PR #563, opened 2026-04-15
Issue picker is too slow — kennel sits idle after finishing instead of picking up next issue immediately (closes #560)

### LINKED ISSUE #560: Issue picker is too slow — kennel sits idle after finishing instead of picking up next issue immediately
## Observed behavior

After fido finishes an issue (PR merged, tasks complete), kennel sits with no assigned issue for a minute or more before picking up the next one. The picker algo is slow to find eligible work.

## Expected behavior

Fido should pick up the next eligible issue within a few seconds of becoming idle.

## Impact

Wastes wall time. Repos sit idle unnecessarily between issues.

FidoCanCode:
Fixes #560.

Rebuild the issue picker as a single-query tree: one paginated GraphQL call with sub-issues inlined (count=100 fits a single page), then rehydrate the tree in-memory. Missing parents are closed/blocked; missing children are done or unplanned. Walk what's left, check ownership, pick. ~1-2 API calls total instead of N+1.

---

## Work queue

- [x] Inline deeper parent chain in find_issues GraphQL to reduce picker API calls 
- [x] Deduplicate get_issue_node calls within picker invocation 
- [x] Reduce _IDLE_TIMEOUT from 60s to 15s 
- [x] [Replace picker with single-query issue tree built from find_issues results](https://github.com/FidoCanCode/home/pull/563#issuecomment-4255825760) 
- [x] ASK: clarify whether subIssues query needs orderBy sort 
- [x] [Add orderBy priority sorting to subIssues GraphQL query](https://github.com/FidoCanCode/home/pull/563#discussion_r3089731328) 
- [x] [Remove invalid orderBy argument from all subIssues GraphQL queries](https://github.com/FidoCanCode/home/pull/563#issuecomment-4256077672) 
</details>


rhencke:
Don't do this.  No caching.  Instead, fetch all open issues with pagination (in graphql if needed, with sub-issue count=100 since that's max no extra pagination needed).  Should be 1-2 rest calls.  Then rehydrate a issue/sub-issue tree structure where missing parent nodes mean closed/blocked and we should skip, missing child nodes are either done or not planned, can be skipped.  Remaining nodes can be checked for ownership and act as appropriate.

You don't need a cache at all here and it will give you stale results.

FidoCanCode:
Woof, good call — caching repo context is the wrong fix here. Stale data is a bug waiting to happen.

Scrapping the cache approach entirely. Instead I'll rebuild the picker to work from the `find_issues` results we already have — one paginated GraphQL call with sub-issues inlined (count=100 fits in a single page), then rehydrate the tree in-memory. Missing parents mean closed/blocked, missing children are done or unplanned. Walk what's left, check ownership, pick. Should be 1-2 API calls total instead of N+1.

FidoCanCode:
Woof! Replaced all those noisy API calls with one big fetch — now I grab every open issue in a single query, sniff through them in memory, and pick the next one without begging the API again. Much faster tail-wagging.

kennel/github.py
```diff
@@ -476,6 +476,39 @@ def find_issues(self, owner: str, repo: str, login: str) -> list[dict[str, Any]]
...
+        issues the repo has.
+        """
+        issue_fields = self._ISSUE_NODE_FIELDS
+        query = (
+            "query($owner:String!,$repo:String!,$cursor:String){"
+            "repository(owner:$owner,name:$repo){"
+            "issues(first:50,after:$cursor,states:[OPEN],"
+            "orderBy:{field:CREATED_AT,direction:ASC}){"
+            f"nodes{{{issue_fields} state "
+            f"subIssues(first:100){{nodes{{state {issue_fields}}}}}"
```
rhencke: Do we need to make sure this is sorted by priority?

rhencke (approved):

rhencke (changes requested):
X

kennel/github.py
FidoCanCode: Good sniff! The top-level `issues` query is sorted by `CREATED_AT` here, but the `subIssues` inner query has no `orderBy` — is that the one you're asking about? And if so, do you have a specific field in mind (like `CREATED_AT` or position)? I want to make sure I'm chasing the right stick. 🐕

FidoCanCode: Got it — I'll add `orderBy:{field:PRIORITY,direction:ASC}` to the `subIssues` query so they come back in priority order. On it! 🐕

rhencke: We need sub issues in priority order.

FidoCanCode: On it! Queued up and ready to fetch. 🐕

FidoCanCode: Woof! Done — added `orderBy:{field:PRIORITY,direction:ASC}` to all four `subIssues` GraphQL queries so pups always come back in the right order. Good fetch!

rhencke:
Found the problem. subIssues only accepts after, before, first, last — no orderBy
  whatsoever. Every subIssues(first:...,orderBy:{field:PRIORITY,direction:ASC}) call in the
  branch will blow up at runtime.
  The good news: GitHub's subIssues already returns items in rank order (the order controlled
  by reprioritizeSubIssue). That IS the priority order. So the fix is just dropping the
  orderBy argument everywhere it appears — no other change needed.

FidoCanCode:
Oof, good catch — I added those `orderBy` args without checking what the `subIssues` field actually accepts. That would've been a rough surprise at runtime. 🐕

Dropping the `orderBy` from all four `subIssues` queries. Since GitHub already returns them in rank order, we get priority sorting for free. Less code, same result!

FidoCanCode:
Done! Removed the invalid `orderBy:{field:PRIORITY,direction:ASC}` argument from all four subIssues queries. GitHub already returns sub-issues in rank order, so no sorting argument was needed. Woof, one less thing to worry about!

rhencke (approved):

_ _ _ _ _

What this task involves:
Once you reach the line that contains "rhencke: Do we", transcribe it and all remaining lines of the listing exactly; skip everything before it.

Response area:
rhencke: Do we need to make sure this is sorted by priority?

rhencke (approved):

rhencke (changes requested):
X

kennel/github.py
FidoCanCode: Good sniff! The top-level `issues` query is sorted by `CREATED_AT` here, but the `subIssues` inner query has no `orderBy` — is that the one you're asking about? And if so, do you have a specific field in mind (like `CREATED_AT` or position)? I want to make sure I'm chasing the right stick. 🐕

FidoCanCode: Got it — I'll add `orderBy:{field:PRIORITY,direction:ASC}` to the `subIssues` query so they come back in priority order. On it! 🐕

rhencke: We need sub issues in priority order.

FidoCanCode: On it! Queued up and ready to fetch. 🐕

FidoCanCode: Woof! Done — added `orderBy:{field:PRIORITY,direction:ASC}` to all four `subIssues` GraphQL queries so pups always come back in the right order. Good fetch!

rhencke:
Found the problem. subIssues only accepts after, before, first, last — no orderBy
  whatsoever. Every subIssues(first:...,orderBy:{field:PRIORITY,direction:ASC}) call in the
  branch will blow up at runtime.
  The good news: GitHub's subIssues already returns items in rank order (the order controlled
  by reprioritizeSubIssue). That IS the priority order. So the fix is just dropping the
  orderBy argument everywhere it appears — no other change needed.

FidoCanCode:
Oof, good catch — I added those `orderBy` args without checking what the `subIssues` field actually accepts. That would've been a rough surprise at runtime. 🐕

Dropping the `orderBy` from all four `subIssues` queries. Since GitHub already returns them in rank order, we get priority sorting for free. Less code, same result!

FidoCanCode:
Done! Removed the invalid `orderBy:{field:PRIORITY,direction:ASC}` argument from all four subIssues queries. GitHub already returns sub-issues in rank order, so no sorting argument was needed. Woof, one less thing to worry about!

rhencke (approved):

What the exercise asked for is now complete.